Nothing is needed except the lines below that run from the one with "PR #236, opened 2022-05-12" through the one with "in one of the", repeated exactly.

——

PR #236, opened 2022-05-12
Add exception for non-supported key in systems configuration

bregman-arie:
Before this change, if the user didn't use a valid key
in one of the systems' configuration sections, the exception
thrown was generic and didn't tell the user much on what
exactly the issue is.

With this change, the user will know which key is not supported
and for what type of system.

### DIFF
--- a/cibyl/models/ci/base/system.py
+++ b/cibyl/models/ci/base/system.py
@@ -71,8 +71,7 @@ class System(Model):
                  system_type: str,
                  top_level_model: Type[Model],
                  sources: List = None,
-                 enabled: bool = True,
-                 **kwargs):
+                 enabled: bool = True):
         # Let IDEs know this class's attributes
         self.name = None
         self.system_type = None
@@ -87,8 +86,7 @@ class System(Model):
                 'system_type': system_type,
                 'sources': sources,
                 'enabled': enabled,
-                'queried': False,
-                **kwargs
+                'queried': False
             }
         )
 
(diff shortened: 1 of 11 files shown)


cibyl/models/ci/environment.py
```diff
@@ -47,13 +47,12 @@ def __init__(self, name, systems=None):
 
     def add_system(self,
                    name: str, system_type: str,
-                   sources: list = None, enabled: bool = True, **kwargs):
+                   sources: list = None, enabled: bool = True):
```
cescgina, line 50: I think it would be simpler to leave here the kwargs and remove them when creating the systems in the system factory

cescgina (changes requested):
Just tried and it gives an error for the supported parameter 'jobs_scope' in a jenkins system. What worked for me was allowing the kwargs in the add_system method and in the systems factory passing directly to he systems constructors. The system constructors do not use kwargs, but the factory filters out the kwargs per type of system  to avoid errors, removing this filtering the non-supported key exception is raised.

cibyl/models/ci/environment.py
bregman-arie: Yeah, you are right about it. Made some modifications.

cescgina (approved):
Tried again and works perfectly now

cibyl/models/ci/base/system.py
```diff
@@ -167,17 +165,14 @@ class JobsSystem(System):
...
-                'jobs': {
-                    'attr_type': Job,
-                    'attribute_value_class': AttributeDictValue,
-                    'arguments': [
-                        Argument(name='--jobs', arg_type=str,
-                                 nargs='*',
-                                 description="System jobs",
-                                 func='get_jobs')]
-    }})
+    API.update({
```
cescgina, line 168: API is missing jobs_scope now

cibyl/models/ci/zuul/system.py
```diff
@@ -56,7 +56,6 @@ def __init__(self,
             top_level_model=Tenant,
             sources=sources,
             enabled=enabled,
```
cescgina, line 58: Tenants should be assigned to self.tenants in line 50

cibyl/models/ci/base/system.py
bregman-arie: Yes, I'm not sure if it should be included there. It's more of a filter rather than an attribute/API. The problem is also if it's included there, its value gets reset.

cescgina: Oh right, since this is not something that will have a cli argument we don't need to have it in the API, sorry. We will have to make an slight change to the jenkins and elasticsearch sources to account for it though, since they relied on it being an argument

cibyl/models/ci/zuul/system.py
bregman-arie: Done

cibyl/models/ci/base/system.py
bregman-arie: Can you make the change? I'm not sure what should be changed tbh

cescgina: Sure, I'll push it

——

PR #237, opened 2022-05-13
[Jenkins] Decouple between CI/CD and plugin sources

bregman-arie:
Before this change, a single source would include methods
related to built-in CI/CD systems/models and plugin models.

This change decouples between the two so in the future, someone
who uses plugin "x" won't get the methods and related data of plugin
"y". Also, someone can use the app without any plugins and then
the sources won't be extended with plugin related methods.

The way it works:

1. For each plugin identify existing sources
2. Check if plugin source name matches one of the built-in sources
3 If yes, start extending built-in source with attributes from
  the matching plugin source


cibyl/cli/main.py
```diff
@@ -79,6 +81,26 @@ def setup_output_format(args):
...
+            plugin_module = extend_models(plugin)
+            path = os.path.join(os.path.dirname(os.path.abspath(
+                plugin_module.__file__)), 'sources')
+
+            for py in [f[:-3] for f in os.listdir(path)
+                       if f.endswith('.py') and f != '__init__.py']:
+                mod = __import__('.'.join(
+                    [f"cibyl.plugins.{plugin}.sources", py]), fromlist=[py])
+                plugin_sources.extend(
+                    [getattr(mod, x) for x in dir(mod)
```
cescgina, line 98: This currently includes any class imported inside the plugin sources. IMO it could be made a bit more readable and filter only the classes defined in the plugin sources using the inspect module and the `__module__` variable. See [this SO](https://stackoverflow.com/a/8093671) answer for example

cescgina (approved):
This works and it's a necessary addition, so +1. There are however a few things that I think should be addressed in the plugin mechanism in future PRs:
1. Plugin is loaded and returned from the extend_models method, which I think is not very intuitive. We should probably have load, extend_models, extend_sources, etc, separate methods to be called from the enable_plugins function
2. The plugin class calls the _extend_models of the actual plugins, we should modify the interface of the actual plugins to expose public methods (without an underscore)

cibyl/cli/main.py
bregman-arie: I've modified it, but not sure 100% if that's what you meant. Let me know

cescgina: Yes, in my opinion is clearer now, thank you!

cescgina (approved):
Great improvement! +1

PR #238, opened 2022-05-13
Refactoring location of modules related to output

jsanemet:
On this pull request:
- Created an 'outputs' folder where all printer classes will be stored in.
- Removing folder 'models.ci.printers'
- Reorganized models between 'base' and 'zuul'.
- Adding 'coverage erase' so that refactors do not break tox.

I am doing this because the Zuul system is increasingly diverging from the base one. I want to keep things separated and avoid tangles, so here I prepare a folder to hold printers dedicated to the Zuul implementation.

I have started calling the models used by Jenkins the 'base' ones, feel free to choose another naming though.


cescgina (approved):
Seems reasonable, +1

——

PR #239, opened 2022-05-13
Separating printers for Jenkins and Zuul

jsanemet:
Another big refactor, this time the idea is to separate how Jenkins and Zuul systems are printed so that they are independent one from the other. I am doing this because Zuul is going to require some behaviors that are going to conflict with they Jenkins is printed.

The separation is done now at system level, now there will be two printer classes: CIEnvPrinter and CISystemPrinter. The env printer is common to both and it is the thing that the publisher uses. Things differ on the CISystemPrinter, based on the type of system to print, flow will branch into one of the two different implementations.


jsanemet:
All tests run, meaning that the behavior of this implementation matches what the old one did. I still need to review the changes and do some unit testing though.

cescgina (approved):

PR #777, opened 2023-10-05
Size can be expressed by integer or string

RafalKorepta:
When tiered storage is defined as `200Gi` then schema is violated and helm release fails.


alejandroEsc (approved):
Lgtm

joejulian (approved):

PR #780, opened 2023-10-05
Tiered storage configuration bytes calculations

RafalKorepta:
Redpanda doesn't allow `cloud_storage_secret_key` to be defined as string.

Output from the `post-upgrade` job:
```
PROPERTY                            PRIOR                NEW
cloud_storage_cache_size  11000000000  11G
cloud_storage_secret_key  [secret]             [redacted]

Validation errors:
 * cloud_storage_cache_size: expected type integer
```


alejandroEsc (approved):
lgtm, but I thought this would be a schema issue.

——

> **Response below**
PR #236, opened 2022-05-12
Add exception for non-supported key in systems configuration

bregman-arie:
Before this change, if the user didn't use a valid key
in one of the systems' configuration sections, the exception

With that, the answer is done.